Data records ::
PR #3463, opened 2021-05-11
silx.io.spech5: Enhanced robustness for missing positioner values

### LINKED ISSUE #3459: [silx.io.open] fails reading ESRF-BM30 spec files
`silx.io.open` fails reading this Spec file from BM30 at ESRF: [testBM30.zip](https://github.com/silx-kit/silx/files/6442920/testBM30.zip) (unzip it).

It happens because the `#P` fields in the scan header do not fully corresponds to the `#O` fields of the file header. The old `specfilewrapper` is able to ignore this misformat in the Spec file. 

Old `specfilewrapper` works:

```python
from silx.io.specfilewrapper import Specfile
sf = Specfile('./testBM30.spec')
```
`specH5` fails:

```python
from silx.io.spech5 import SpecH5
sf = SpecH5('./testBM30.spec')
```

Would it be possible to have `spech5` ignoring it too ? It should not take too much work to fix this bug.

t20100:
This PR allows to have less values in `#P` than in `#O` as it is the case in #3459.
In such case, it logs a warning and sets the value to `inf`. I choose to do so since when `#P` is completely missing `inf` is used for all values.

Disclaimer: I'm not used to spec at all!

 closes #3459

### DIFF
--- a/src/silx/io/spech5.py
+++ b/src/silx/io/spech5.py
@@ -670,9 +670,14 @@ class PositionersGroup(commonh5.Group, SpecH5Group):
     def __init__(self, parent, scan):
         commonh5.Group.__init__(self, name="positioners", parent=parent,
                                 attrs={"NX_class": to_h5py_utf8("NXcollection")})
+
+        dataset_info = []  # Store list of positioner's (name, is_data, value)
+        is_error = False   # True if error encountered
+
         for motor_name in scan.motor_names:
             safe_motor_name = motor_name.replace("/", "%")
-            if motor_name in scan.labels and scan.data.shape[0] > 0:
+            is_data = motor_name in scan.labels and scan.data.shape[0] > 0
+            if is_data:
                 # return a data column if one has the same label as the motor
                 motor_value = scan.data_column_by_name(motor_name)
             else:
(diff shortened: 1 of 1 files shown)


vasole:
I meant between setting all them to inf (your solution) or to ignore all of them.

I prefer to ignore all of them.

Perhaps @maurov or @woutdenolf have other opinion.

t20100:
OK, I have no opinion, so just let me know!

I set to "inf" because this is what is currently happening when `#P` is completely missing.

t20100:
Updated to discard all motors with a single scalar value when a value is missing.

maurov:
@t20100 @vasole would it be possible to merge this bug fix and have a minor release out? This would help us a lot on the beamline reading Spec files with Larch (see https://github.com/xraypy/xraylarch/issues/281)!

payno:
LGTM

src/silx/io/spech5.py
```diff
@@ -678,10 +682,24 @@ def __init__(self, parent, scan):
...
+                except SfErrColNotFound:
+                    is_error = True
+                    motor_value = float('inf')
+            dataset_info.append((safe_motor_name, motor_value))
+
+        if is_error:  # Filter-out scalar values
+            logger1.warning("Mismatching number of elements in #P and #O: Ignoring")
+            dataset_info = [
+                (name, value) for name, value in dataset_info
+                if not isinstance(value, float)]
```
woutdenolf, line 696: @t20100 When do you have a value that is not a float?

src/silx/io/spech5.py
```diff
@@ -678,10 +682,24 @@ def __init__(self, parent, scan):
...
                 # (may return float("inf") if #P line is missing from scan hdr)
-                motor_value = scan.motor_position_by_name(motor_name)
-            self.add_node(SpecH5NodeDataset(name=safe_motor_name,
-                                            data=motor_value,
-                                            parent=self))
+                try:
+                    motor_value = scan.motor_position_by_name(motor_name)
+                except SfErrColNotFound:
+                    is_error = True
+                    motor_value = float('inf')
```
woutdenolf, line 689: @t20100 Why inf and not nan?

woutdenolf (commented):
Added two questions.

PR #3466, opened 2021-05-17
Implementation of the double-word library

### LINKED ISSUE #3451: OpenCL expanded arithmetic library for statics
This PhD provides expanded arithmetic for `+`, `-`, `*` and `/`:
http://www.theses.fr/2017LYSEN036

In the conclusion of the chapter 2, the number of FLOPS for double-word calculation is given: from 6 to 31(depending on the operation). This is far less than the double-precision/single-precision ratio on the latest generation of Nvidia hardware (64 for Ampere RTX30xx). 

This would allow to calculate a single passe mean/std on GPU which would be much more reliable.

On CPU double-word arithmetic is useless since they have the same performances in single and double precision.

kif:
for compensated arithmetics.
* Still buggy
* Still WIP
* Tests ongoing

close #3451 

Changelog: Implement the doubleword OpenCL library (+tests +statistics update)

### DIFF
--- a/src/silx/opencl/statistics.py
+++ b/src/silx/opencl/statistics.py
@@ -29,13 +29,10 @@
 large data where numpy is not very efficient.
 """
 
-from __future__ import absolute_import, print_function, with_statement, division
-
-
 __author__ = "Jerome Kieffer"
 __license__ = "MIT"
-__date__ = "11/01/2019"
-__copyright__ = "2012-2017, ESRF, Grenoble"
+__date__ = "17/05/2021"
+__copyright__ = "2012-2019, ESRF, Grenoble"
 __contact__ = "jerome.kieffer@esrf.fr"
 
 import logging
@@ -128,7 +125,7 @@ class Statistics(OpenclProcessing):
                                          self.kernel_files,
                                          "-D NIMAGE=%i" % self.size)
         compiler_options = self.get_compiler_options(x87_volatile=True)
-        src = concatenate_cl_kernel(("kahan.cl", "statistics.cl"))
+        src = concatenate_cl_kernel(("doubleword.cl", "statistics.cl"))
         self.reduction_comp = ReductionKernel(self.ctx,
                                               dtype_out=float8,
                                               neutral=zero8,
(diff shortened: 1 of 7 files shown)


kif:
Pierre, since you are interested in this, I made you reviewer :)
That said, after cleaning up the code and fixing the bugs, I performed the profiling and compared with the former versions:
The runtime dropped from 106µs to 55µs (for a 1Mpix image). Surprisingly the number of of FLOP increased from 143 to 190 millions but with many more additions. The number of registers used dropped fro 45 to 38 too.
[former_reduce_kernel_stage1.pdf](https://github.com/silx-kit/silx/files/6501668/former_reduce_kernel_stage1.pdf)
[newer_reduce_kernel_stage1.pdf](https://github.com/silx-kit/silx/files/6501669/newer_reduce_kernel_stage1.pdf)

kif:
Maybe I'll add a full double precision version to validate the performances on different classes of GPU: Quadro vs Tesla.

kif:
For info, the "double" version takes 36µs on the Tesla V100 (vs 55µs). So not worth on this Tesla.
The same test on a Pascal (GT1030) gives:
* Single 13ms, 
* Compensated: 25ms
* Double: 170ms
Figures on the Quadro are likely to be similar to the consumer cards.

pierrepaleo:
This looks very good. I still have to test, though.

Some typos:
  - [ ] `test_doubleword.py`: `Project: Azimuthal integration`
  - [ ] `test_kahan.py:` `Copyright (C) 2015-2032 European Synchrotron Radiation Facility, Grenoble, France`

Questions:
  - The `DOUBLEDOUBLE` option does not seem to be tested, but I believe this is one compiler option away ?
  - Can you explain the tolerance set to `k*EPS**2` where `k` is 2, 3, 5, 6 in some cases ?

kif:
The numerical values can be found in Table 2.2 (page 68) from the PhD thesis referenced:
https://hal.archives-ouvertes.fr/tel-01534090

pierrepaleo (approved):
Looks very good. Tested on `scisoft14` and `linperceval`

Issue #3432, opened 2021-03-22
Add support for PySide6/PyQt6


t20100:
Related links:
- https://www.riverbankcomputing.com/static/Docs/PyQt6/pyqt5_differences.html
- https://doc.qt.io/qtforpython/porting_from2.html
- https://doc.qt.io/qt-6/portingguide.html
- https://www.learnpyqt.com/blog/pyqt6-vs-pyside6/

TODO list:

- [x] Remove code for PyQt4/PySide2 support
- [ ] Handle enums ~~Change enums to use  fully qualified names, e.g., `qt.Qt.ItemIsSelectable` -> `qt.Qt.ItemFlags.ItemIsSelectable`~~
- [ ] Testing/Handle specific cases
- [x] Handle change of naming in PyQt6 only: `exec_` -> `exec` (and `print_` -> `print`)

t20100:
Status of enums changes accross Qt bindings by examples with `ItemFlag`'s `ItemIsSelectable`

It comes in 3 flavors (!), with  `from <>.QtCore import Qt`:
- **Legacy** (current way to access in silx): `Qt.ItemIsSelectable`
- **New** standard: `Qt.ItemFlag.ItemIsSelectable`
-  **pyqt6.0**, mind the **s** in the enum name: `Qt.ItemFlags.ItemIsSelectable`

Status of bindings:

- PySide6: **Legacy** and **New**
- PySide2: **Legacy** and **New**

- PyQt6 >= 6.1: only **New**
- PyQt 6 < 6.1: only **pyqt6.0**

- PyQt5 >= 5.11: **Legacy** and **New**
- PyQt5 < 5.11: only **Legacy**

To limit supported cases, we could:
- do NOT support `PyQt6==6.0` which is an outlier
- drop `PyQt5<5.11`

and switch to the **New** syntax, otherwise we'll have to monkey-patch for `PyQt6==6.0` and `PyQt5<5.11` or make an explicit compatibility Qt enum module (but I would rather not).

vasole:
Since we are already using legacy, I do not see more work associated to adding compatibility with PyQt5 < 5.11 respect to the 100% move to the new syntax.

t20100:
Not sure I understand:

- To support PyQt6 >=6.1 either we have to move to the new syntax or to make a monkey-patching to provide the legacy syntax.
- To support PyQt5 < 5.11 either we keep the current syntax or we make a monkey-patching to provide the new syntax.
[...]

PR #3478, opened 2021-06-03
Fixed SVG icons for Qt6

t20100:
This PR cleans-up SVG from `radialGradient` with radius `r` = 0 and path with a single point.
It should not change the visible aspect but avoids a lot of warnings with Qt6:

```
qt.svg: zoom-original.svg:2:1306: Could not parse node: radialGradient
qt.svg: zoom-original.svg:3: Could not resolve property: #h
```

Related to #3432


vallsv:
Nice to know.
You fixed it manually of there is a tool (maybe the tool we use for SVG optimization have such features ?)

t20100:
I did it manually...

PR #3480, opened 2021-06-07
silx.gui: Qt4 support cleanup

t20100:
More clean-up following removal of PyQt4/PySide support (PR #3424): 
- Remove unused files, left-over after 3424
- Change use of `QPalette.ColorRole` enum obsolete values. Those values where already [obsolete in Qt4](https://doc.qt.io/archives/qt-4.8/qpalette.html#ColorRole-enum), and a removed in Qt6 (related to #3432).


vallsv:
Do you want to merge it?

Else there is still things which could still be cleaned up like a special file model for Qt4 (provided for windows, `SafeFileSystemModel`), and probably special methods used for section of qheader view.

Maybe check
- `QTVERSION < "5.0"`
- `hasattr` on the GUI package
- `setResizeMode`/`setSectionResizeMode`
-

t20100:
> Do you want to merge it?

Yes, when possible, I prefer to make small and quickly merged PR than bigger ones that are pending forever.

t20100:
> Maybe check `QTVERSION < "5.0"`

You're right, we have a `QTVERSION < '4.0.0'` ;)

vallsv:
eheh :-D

What is expected :: Go through the preceding material and copy each line that has the word "bindings".

Exercise answer ::
Status of enums changes accross Qt bindings by examples with `ItemFlag`'s `ItemIsSelectable`
Status of bindings:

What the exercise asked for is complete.